Blogger just came back up from an hour and 13 minute maintenance window. It looks like the outage was system-wide – an extremely rare occurence for Google. With over 10,000 Google servers spread across the globe, it takes a significant issue to bring the entire system down.
Thankfully, the outage didn’t affect Waileia, but it did keep me from reading the blogs of a large number of colleagues and friends. While I waited for the affected blogs to return, I realized that despite how important our modern telecommunications infrastructure is to us, it goes largely unnoticed until something goes wrong. Nobody expected Blogger to be unavailable today, and I doubt that anybody save the companies directly involved thinks about what damage a telecommunications failure could cause to the economy or even human life.
The telephone is probably the most reliable telecommunications device we have, due to an ironic combination of the simplicity of the landline telephone and the complexity of the public switched telephone network (PSTN).

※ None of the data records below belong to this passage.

PR #1, opened 2018-09-13
Implement distributed bootstrap (bug 1485811)

robhudson:


Dockerfile
```diff
@@ -0,0 +1,19 @@
+# This Dockerfile supports the bin/test script for local testing.
+#
+# Make sure any changes here stay in sync with .circleci/config.yml
+# so local testing and CI are comparable.
+
+ARG PYTHON_VERSION=2.7
+FROM python:$PYTHON_VERSION
+
+RUN apt-get update && apt-get install -y libsnappy-dev openjdk-8-jre-headless
```
sunahsuh: As we discussed, we should check to see if we need snappy

mozanalysis/bootstrap.py
```diff
@@ -0,0 +1,34 @@
+import numpy as np
+from functools import partial
+
+
+def bootstrap(iteration, stat_fn, broadcast_data):
```
sunahsuh: I'd rename this `_pseudosample` or something, and rename `run_bootstrap` to `bootstrap`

Yet, it took government regulation to grow the network to the point where this is possible. I think that if the early AT&T was not so paranoid about losing its government-sanctioned monopoly, the telephone of today would be seen in a very different light.

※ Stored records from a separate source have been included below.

PR #9, opened 2018-10-25
Add ExperimentAnalysis and engagement metrics

robhudson:


src/mozanalysis/metrics.py
```diff
@@ -0,0 +1,121 @@
...
+    "SUM(scalar_parent_browser_engagement_total_uri_count)"
+).alias("sum_total_uris")
+
+sum_total_hours_expr = F.expr(
+    "SUM(subsession_length / {seconds_per_hour})".format(**CONSTANTS)
+).alias("sum_total_hours")
+
+sum_active_hours_expr = F.expr(
+    "SUM(active_ticks * {ticks_per_second} / {seconds_per_hour})".format(**CONSTANTS)
+).alias("sum_active_hours")
```
sunahsuh: Thoughts on making some of the re-used column expressions in the definitions constants here? At the very least it means pyflake can catch typos

tests/test_experiments.py
```diff
@@ -0,0 +1,101 @@
...
+    ]
+    # Only calculate the means to reduce bootstrap time during testing.
+    for m in metrics:
+        m.stats = [np.mean]
+
+    df = _generate_data(spark, {"aaaa": "control", "bbbb": "variant"})
+    pdf = ExperimentAnalysis(df).metrics(*metrics).run()
+
+    # Just get the control rows.
+    pdf = pdf[pdf.branch == "control"]
```
sunahsuh: We should probably check there's actually data for the other branch too :)

src/mozanalysis/experiments.py
```diff
@@ -0,0 +1,110 @@
...
+                        stat,
+                    )
+                    data.append(
+                        {
+                            "branch": split,
+                            "metric_name": metric_name,
+                            "stat_name": stat.func_name,
+                            "stat_value": bs["calculated_value"],
+                            "ci_low": bs["confidence_low"],
+                            "ci_high": bs["confidence_high"],
```
sunahsuh: Now that I'm looking at this, some of the other info we'd probably want for each of these is:
how many distinct clients and how many client-days contributed to calculating this metric?
Not a comment for this round, but something to note for future work

tests/test_experiments.py
```diff
@@ -0,0 +1,101 @@
...
+    # Note: 35.625 is the sum of the active ticks * 5 / 3600 over 9 days.
+    assert stat_values[1] == 35.625 / 9
+
+    # engagement_uris_per_active_hour
+    # Note: 342 is the sum of the URIs, 35.625 is the sum of the active hours.
+    assert stat_values[2] == 342 / (1 / 3600.0 + 35.625)
+
+    # engagement_intensity
+    # Note: 4.75 is the sum of the total hours, 35.625 is the sum of the active hours.
+    assert stat_values[3] == 4.75 / (1 / 3600.0 + 35.625)
```
sunahsuh: I'd definitely like more unit tests of the `aggregate_per_client_daily` and the `analyze` methods, but I don't think that needs to be blocking for this PR

src/mozanalysis/metrics.py
```diff
@@ -0,0 +1,121 @@
...
+        `pyspark.sql.functions`, e.g. `F.sum`, to perform the per-client
+        aggregate on the columns defined in `columns`.
+    final_expression (`pyspark.sql.function.expr`) : An expression used as a
+        final computation against the aggregated columns.
+
+    Subclasses can optionally define the following:
+
+    stats (list of executables) : A list of executables passed to `bootstrap`
+        for computing the statistics. The default is stats for the 5th, 25th,
+        50th, 75th, and 95th percentiles.
```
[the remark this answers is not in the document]
robhudson: Oops, you're right. I need to add the 50th.

src/mozanalysis/metrics.py
robhudson: Which ones are you referring to?

sunahsuh: e.g. `F.col("subsession_length")`

src/mozanalysis/utils.py
```diff
@@ -0,0 +1,22 @@
...
+# file, You can obtain one at http://mozilla.org/MPL/2.0/.
+import pyspark.sql.functions as F
+from pyspark.sql.column import Column
+
+
+def dedupe_columns(columns):
+    """
+    Given a list of columns, returns a list with duplicates removed.
+
+    These can be either from `F.col` or `F.expr`.
```
sunahsuh: I think a longer explanation of why we need to do this instead of using `set` would be useful, including the context with test failing on python 3, in the off chance the underlying assumptions change in the future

Television also requires substantial reliability. In an industry where revenue is measured in seconds of air-time, even a small error can be a severe inconvenience for people, and a substantial financial cost to a TV station.
Even the reliability of the Internet is something of a myth. There are surprisingly few network paths out of Hawai’i. We have much better connectivity than we did, say, five years ago, but there are still conceivable situations where we could lose enough network capacity to reach the rest of the world reliably. In theory, we could route to the U.S. via New Zealand or something equally exotic, but we would saturate available capacity fairly quickly.

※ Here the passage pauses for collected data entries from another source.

PR #16, opened 2018-11-21
Handle null values

tdsmith:
When I tried running this on data from an in-the-wild experiment I got some failures about missing values.
This adds a test and then handles the case where clients don't report values.
For all of these values, the true value should be zero when the observation is missing.

### DIFF
--- a/src/mozanalysis/metrics.py
+++ b/src/mozanalysis/metrics.py
@@ -61,15 +61,19 @@ class MetricDefinition(object):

With all of the gadgets and gizmos that go into delivering bits from one place to another, it’s a wonder telecommunications works at all ;).
In a move that marked the end of an era, Western Union discontinued all of their telegram and commercial messaging services on Friday, January 27, in an effort to complete their transition to a financial services company. New telecommunications services such as telephones, fax machines, and e-mails contributed to the end of the service.
Modern telegraphy (I suppose “modern” is relative) dates back to 1844, when inventor Samuel Morse sent the message “What hath God wrought” between Washington, D.C. and Baltimore. According to Western Union’s history, the New York and Mississippi Valley Printing Telegraph Company was formed in 1851 to take advantage of Morse’s invention. The company was renamed to Western Union in 1856, and continued to develop the telegraph and other innovations well into the twentieth century.
According to the United Kingdom’s Independent,
The company said the last 10 telegrams sent included birthday wishes, condolences on the death of a loved one and the notification of an emergency. They also included messages from several people trying to be the last telegram sender.
Despite intense competition from the modern telecommunications industry, which benefited from modernized technology and ubiquitous among customers, the telegram survived throughout the 1900’s, mainly for the novelty value and as a way to send relatively inexpensive messages in real-time from the edges of civilization.
While other companies will be happy to send a telegram for you, purists are still disappointed by the loss of what many feel is the canonical telegraphy company.
2005 was a big year for the telecommunications industry – a year in which the number of competing players got smaller. Over the past year, SBC purchased AT&T, changing AT&T’s iconic logo in the process, and Verizon acquired MCI to form Verizon Business. Wireless carriers got involved, too: Sprint purchased NEXTEL, and in October 2004, Cingular (a joint endeavor of BellSouth and SBC) completed their purchase of AT&T Wireless.
The irony about all these mergers is that the United States is only a couple of mergers away from seeing the “Ma Bell” of most of the 20th century reappear. The Justice Department settlement of 1984 broke AT&T up into eight Regional Bell Operating Companies, under the expectation that the new competition would lead to increased customer choice and cheaper phone bills. Since then, the number of players has narrowed significantly due to mergers. Today, of the eight “Baby Bells,” only one, BellSouth, has not merged back into a larger company.
Despite the mergers, we’re fortunate to have a little more choice than we originally did. In addition to a variety of smaller, more independent phone companies (including Hawai’i’s own Hawaiian Telcom), cable companies are starting to offer data and voice transmission services. Even Google is getting involved, to an extent – they are purchasing unused “dark fiber” that can connect their data centers together, possibly leading to some sort of ISP service in the future.
I hope that this game of corporation musical-chairs doesn’t end up hurting consumer choice, but I’m not optimistic. I can’t imagine a better way to make money than collecting tolls on the information superhighway.